また、同様の容疑で在宅起訴された元国税庁次長の李碩熙(イ・ソクヒ)被告に懲役2年、李会昌(イ・フェチャン)前ハンナラ党総裁の実弟・会晟(フェソン)氏に懲役1年、執行猶予2年と罰金5000万ウォン、元国税庁長の林采柱(イム・チェジュ)被告に懲役1年6ヵ月、執行猶予3年、元ハンナラ党財政局長の金兌原(キム・テウォン)被告に罰金2000万ウォンを言い渡した。

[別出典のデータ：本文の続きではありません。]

PR #2633, opened 2025-05-22
don't delete bugs anymore

sosiouxme:
triage records reference bugs and we don't want to remove those. there's no real reason to remove stale bugs, just filter them out of our queries.

### DIFF
--- a/pkg/dataloader/bugloader/bugloader.go
+++ b/pkg/dataloader/bugloader/bugloader.go
@@ -90,45 +90,54 @@ func (bl *BugLoader) Errors() []error {
 }
 
 func (bl *BugLoader) Load() {
+	logger := log.WithField("func", "bugloader.Load")
+	addError := func(err error, msg string) {
+		logger.WithError(err).Error(msg)
+		bl.errors = append(bl.errors, errors.Wrap(err, msg))
+	}
+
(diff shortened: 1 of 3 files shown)


pkg/dataloader/bugloader/bugloader.go
```diff
@@ -90,45 +90,54 @@ func (bl *BugLoader) Errors() []error {
...
 	testCache, err := query.LoadTestCache(bl.dbc, []string{"TestOwnerships"})
 	if err != nil {
-		bl.errors = append(bl.errors, err)
+		addError(err, "error loading test cache")
 		return
 	}
 	testBugs, err := bl.getTestBugMappings(context.TODO(), testCache)
 	if err != nil {
-		panic(err)
+		addError(err, "error loading test bug mappings")
```
neisw, line 109: Are you sure you want to remove the panics?  I believe they were intended to note unrecoverable failures and no further processing should continue.

I don't think we were hitting these cases with what you are fixing so wondering if we really want to change the behavior now?

neisw: If you reviewed with Stephen B and all is good I'm good to.  Just saw the change and wanted to double check.

PR #2649, opened 2025-05-28
TRT-2094: add a link to the test_details report for each triage record

smg247:
This adapts functionality from the `RegressedTestsPanel` to utilize in the `TriagedRegressionTestList` on the modal as well. The adapted functionality now resides in `CompReadyUtils`.

This is not shown on the triage details page as we don't have the necessary info available there to determine the URL. This could be enhanced in the future if desired, but I don't think it is necessary.

### DIFF
--- a/sippy-ng/src/component_readiness/CompReadyUtils.js
+++ b/sippy-ng/src/component_readiness/CompReadyUtils.js
@@ -1,4 +1,5 @@
 import { alpha, InputBase, Typography } from '@mui/material'
+import { CompReadyVarsContext } from './CompReadyVars'
 import { formatInTimeZone } from 'date-fns-tz'
 import { safeEncodeURIComponent } from '../helpers'
 import { styled } from '@mui/styles'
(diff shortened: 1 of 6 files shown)


sippy-ng/src/component_readiness/CompReadyUtils.js
```diff
@@ -741,20 +741,40 @@ export function generateTestReport(
...
+  return sortQueryParams(retUrl)
+}
+
 export function generateRegressionCount(regressed_tests, triaged_incidents) {
   let regressedCount = regressed_tests ? regressed_tests.length : 0
   let triagedCount = triaged_incidents ? triaged_incidents.length : 0
   return regressedCount + triagedCount
 }
-
-export function safeExternalHref(url) {
```
smg247, line 750: This was a half-baked idea that I forgot to remove until now

sippy-ng/src/component_readiness/TriagedRegressions.js
```diff
@@ -17,7 +17,7 @@ export default function TriagedRegressions(props) {
     })
 
     if (
-      selectedTriagedEntry.regressions !== 'undefined' &&
```
smg247, line 20: this was actually throwing an error in the console that I hadn't noticed, this fixes it

PR #2662, opened 2025-06-02
TRT-2109: hide triages where regressions have rolled off

smg247:
We can achieve this by hiding any triage records from the listing that have **no** associated regressions among the `allRegressedTests` list.

This also seems to effectively filter them by the release included in the active view.


dgoodwin:
/hold

going to test local

PR #2675, opened 2025-06-05
TRT-1787: use query params for selections within the regressed test modal 

smg247:
Params are cleared when switching tabs within the modal (as they may no longer be relevant), and also when closing the modal.

This also uses the query params for other usages of the panels, but that is nice functionality. The only downside there is the way they are named, but I think keeping `modal` in the name is worth it for clarity within the source code itself.


dgoodwin:
Page and row!? Impressive.

/lgtm

PR #2685, opened 2025-06-06
TRT-2146: better ui for adding a regression to triage record

smg247:
Uses an `Autocomplete` component to select from the list of existing triage records to add to. This allows the user to type to filter the records.

Screenshot 2025-06-06 at 2 41 36 PM

I plan to follow this up with a way to add multiple regressions to an existing triage from the regressed tests modal, but that will require some careful consideration, and this part is distinct from that change.


dgoodwin:
/lgtm

Lovely

PR #358, opened 2019-08-10
Added Mailroom 4

ajaggarcia10:


students/andrew_garcia/lesson_06/mailroom_test.py
```diff
@@ -0,0 +1,66 @@
...
+
+def test_thank_all_files():
+    """Tests content in a file created"""
+    text = (f'Dear Skylar Odell, \nThank you for your 2 donations, totaling $319.52. \nFrom, Your Local Charity')
+    with open('Skylar Odell.txt', 'r+') as file:
+        fileinfo = ''
+        for line in file:
+            line.strip('\n')
+            fileinfo += line
+    assert fileinfo == text
```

判決は、「被告人たちは『税風事件』が政治弾圧だと主張するが、租税賦課と徴収に裁量権を持つ国税庁が企業に不当な資金を要求したことは、政治資金の慣行を歪曲し、企業に莫大な負担を与えたものであり、捜査に政治的考慮があったとしても、責任を問わなければならない」とした。
判決は、また「今回の事件は、大統領選挙当時、ハンナラ党の李会昌大統領候補の当選のために、ハンナラ党幹部と国税庁幹部らが共謀して、金融危機直後、資金調達が困難な企業に不当な影響力を行使して金を集めたものだ」と明らかにした。
さらに、徐相穆被告に対しては、97年の大統領選前に李碩熙氏に選挙資金の募金を依頼し、これが事件の発端となったとして「税風事件に主導的な役割をした点が認められる」とつけ加えた。
同日の裁判では、97年11月に、国家安全企画部(安企部、国家情報院の前身)が公企業である韓国重工業から大統領選挙資金3億ウォンを不法募金した事件に関与して起訴された権寧海(クォン・ヨンへ)元安企部長に懲役10ヵ月と資格停止1年が言い渡された。しかし、権氏の年齢と持病などを考慮して法廷拘束はしなかった。
徐被告らは、97年の大統領選挙の前に、国税庁を動員して23の企業から166億3000万ウォンの大統領選挙資金を不法募金した容疑などで起訴されていた。